(Beginning of MATERIAL FOR THIS TASK)

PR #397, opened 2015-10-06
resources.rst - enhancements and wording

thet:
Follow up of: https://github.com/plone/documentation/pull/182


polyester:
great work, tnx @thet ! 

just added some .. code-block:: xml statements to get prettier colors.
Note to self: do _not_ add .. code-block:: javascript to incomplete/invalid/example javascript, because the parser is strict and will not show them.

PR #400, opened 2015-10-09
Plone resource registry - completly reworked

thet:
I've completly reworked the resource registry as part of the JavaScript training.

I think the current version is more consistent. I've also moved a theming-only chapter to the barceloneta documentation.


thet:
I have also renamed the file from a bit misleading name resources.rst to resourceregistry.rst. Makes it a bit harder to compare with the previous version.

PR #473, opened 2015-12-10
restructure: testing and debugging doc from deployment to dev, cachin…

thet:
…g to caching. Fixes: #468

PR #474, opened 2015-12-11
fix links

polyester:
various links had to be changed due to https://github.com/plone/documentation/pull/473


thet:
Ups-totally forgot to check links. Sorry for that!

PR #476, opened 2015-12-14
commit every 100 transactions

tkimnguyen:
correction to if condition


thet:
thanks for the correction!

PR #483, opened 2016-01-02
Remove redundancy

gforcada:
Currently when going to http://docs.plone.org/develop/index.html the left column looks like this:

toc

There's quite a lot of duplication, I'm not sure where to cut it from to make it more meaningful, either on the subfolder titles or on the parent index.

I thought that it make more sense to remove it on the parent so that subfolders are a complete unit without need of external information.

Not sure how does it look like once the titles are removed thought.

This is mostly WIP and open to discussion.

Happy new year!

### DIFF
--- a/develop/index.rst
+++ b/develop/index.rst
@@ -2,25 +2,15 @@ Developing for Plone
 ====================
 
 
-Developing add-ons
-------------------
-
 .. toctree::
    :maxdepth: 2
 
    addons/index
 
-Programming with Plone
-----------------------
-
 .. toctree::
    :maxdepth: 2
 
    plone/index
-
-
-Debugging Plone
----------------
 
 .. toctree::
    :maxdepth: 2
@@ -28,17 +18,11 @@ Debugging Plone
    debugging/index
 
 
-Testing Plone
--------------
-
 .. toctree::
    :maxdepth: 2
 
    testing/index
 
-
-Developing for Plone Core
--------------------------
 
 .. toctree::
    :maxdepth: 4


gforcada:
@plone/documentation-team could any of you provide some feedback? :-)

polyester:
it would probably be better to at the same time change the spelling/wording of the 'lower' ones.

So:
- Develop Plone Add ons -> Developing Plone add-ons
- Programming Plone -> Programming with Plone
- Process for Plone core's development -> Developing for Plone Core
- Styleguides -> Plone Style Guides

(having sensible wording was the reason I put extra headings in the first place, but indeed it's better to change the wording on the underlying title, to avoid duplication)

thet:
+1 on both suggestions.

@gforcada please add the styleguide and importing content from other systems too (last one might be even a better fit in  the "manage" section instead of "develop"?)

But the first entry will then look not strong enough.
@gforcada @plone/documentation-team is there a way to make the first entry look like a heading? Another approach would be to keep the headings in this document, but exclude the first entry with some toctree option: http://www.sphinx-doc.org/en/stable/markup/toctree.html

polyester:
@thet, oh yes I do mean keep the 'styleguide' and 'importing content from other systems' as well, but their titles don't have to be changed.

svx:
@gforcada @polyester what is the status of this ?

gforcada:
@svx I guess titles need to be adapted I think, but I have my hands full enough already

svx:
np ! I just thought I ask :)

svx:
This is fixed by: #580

(End of MATERIAL FOR THIS TASK)
(Beginning of MATERIAL FOR THIS TASK)

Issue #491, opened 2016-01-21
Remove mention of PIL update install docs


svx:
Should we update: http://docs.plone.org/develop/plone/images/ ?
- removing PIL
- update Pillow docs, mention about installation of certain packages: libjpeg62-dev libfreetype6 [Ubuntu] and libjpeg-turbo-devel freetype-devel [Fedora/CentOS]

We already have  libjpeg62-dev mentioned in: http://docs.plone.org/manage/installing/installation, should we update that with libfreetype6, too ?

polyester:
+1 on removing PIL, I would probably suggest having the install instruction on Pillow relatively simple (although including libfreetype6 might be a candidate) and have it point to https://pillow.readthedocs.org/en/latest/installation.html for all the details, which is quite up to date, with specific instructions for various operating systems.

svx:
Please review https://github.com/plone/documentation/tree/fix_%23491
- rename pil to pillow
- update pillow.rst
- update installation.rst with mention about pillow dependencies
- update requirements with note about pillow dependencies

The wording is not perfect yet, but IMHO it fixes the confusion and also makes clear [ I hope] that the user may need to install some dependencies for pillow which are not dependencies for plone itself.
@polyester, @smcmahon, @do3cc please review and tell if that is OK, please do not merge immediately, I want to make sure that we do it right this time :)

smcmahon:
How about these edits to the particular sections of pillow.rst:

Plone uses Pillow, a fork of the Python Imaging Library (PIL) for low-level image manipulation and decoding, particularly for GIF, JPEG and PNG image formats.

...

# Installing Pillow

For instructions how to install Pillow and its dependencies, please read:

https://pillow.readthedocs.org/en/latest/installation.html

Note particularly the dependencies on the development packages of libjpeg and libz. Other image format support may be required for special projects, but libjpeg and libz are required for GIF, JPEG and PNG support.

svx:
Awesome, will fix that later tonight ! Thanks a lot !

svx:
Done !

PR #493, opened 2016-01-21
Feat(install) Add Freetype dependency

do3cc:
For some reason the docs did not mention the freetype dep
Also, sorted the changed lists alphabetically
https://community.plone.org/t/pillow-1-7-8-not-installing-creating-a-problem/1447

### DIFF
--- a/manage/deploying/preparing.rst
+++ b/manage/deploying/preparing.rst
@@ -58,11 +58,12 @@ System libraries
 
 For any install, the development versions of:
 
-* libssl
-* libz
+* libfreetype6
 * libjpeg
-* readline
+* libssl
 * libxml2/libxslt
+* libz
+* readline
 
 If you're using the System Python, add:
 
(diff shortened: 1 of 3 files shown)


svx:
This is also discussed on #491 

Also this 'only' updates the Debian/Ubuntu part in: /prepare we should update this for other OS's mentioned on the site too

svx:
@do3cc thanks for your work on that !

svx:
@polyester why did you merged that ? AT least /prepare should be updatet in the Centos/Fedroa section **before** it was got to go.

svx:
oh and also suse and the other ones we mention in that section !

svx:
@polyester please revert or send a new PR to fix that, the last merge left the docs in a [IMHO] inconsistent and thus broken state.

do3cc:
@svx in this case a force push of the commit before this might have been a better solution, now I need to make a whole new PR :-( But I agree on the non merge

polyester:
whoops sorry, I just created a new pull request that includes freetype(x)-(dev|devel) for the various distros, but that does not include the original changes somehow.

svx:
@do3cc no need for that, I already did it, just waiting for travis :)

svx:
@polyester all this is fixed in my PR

(End of MATERIAL FOR THIS TASK)
(Beginning of MATERIAL FOR THIS TASK)

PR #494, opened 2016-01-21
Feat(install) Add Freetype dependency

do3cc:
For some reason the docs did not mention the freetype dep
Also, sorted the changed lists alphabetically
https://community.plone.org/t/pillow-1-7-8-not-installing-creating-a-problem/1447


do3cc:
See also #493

(End of MATERIAL FOR THIS TASK)

EXERCISE
Return, from the material above, every line with the word "manage".

FINISHED TASK
@gforcada please add the styleguide and importing content from other systems too (last one might be even a better fit in  the "manage" section instead of "develop"?)
We already have  libjpeg62-dev mentioned in: http://docs.plone.org/manage/installing/installation, should we update that with libfreetype6, too ?
--- a/manage/deploying/preparing.rst
+++ b/manage/deploying/preparing.rst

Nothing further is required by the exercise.